Available records:
------

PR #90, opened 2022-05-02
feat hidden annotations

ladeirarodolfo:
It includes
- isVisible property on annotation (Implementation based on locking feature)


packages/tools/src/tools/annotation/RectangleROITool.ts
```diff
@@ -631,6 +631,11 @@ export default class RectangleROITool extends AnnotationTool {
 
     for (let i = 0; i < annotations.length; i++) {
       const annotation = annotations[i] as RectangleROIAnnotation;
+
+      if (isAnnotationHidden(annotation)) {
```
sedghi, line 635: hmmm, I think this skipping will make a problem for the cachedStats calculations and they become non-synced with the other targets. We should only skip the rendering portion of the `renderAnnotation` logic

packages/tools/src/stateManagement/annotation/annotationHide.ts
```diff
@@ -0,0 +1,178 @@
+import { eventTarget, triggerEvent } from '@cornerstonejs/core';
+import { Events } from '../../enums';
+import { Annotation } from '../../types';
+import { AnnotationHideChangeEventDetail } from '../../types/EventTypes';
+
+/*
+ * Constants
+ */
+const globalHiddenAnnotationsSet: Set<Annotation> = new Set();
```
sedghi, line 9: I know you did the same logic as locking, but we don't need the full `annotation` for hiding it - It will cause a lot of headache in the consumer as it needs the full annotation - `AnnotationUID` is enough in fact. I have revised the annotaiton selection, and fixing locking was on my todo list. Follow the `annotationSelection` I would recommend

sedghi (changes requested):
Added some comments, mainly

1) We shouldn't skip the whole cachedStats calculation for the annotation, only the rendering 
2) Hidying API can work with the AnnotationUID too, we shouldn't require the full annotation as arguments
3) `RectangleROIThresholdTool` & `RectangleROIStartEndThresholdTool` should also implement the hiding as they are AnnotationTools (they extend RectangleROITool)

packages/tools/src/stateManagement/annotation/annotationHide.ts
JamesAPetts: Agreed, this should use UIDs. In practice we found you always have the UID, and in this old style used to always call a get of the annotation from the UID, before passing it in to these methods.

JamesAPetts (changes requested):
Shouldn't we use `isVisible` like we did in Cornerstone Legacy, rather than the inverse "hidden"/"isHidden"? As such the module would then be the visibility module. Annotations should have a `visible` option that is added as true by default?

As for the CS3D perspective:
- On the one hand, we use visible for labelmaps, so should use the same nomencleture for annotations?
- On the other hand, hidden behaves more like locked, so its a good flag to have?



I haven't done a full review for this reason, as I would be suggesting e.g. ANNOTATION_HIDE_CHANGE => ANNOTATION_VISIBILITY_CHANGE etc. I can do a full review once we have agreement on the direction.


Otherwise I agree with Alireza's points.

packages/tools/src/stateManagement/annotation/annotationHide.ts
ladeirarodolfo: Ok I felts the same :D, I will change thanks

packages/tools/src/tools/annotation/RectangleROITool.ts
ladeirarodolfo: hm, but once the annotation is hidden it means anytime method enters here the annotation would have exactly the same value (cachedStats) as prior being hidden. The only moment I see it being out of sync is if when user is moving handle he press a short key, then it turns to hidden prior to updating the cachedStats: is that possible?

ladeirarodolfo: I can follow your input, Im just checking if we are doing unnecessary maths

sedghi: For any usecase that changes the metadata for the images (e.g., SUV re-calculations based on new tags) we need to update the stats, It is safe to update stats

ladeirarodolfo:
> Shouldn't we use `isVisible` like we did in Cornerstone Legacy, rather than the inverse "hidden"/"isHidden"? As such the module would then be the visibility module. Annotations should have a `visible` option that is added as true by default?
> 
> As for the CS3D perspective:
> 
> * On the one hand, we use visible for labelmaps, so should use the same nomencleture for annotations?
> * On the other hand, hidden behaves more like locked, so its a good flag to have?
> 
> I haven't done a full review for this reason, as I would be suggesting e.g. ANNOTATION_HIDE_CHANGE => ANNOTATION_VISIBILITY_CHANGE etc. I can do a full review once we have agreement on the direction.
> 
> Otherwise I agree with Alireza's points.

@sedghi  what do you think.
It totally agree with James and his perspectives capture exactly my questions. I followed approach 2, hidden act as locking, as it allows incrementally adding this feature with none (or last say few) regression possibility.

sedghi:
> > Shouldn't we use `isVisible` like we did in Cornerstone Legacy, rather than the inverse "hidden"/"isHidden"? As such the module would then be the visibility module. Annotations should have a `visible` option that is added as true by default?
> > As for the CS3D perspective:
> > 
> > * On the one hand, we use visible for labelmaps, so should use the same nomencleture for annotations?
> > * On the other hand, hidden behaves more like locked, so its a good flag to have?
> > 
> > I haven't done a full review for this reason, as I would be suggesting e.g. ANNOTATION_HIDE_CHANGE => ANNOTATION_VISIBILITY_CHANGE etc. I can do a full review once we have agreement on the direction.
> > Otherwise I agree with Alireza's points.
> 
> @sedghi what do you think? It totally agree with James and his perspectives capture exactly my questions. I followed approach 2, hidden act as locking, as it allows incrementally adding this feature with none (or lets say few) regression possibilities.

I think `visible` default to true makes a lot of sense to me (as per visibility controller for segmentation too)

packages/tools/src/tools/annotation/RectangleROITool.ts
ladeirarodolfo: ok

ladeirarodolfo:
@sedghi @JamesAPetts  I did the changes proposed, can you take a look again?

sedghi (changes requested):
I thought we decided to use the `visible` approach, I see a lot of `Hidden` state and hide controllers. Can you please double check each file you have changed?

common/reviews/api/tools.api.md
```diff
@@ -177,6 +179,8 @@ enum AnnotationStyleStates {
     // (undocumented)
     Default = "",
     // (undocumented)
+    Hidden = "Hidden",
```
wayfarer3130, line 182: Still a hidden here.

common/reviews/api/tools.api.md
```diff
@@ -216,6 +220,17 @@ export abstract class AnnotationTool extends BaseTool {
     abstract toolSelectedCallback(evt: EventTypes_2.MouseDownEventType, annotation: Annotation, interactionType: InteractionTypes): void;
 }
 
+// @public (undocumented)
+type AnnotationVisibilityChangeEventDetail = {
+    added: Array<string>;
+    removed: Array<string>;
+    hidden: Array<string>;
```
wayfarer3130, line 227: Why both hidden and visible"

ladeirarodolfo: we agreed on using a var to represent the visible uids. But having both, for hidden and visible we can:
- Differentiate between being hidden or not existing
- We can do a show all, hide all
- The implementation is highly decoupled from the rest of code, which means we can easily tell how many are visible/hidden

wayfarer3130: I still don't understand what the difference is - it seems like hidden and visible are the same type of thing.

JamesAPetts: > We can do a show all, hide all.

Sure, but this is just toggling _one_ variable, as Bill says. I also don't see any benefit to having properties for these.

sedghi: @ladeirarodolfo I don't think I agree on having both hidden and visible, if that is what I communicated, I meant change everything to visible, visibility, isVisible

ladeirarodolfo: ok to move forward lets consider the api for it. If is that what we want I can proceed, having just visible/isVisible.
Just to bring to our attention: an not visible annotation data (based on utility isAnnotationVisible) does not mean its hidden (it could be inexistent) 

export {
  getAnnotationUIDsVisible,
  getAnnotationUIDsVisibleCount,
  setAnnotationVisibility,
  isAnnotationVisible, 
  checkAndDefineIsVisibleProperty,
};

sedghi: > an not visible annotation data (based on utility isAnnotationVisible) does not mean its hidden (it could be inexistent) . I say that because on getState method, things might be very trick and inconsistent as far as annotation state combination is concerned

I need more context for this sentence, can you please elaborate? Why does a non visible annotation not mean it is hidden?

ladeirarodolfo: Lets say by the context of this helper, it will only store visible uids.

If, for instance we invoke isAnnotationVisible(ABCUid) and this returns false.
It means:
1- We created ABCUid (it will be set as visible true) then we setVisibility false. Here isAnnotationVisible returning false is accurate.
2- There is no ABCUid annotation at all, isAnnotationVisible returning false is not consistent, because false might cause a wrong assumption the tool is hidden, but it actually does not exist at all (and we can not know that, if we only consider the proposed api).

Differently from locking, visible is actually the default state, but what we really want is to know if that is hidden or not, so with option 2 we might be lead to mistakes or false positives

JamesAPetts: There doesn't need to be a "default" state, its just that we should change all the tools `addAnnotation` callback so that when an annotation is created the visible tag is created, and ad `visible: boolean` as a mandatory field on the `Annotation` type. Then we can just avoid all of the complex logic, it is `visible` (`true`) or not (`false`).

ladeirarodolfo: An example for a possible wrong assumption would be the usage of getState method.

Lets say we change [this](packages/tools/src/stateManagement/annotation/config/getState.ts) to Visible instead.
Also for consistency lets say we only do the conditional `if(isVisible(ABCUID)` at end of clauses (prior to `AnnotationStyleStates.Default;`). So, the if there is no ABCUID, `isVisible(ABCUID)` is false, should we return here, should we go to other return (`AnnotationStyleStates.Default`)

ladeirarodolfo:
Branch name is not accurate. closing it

------

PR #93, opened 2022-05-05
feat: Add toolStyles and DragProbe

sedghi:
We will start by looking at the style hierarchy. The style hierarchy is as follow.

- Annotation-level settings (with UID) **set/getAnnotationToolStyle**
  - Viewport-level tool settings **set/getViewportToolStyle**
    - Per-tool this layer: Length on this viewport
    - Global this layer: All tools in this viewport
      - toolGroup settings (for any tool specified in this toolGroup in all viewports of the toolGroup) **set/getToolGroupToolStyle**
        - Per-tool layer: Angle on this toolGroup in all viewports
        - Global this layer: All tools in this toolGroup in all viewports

------

What is expected:
Pull out each line of the entries that contains "class".

Response below:
@@ -631,6 +631,11 @@ export default class RectangleROITool extends AnnotationTool {
@@ -216,6 +220,17 @@ export abstract class AnnotationTool extends BaseTool {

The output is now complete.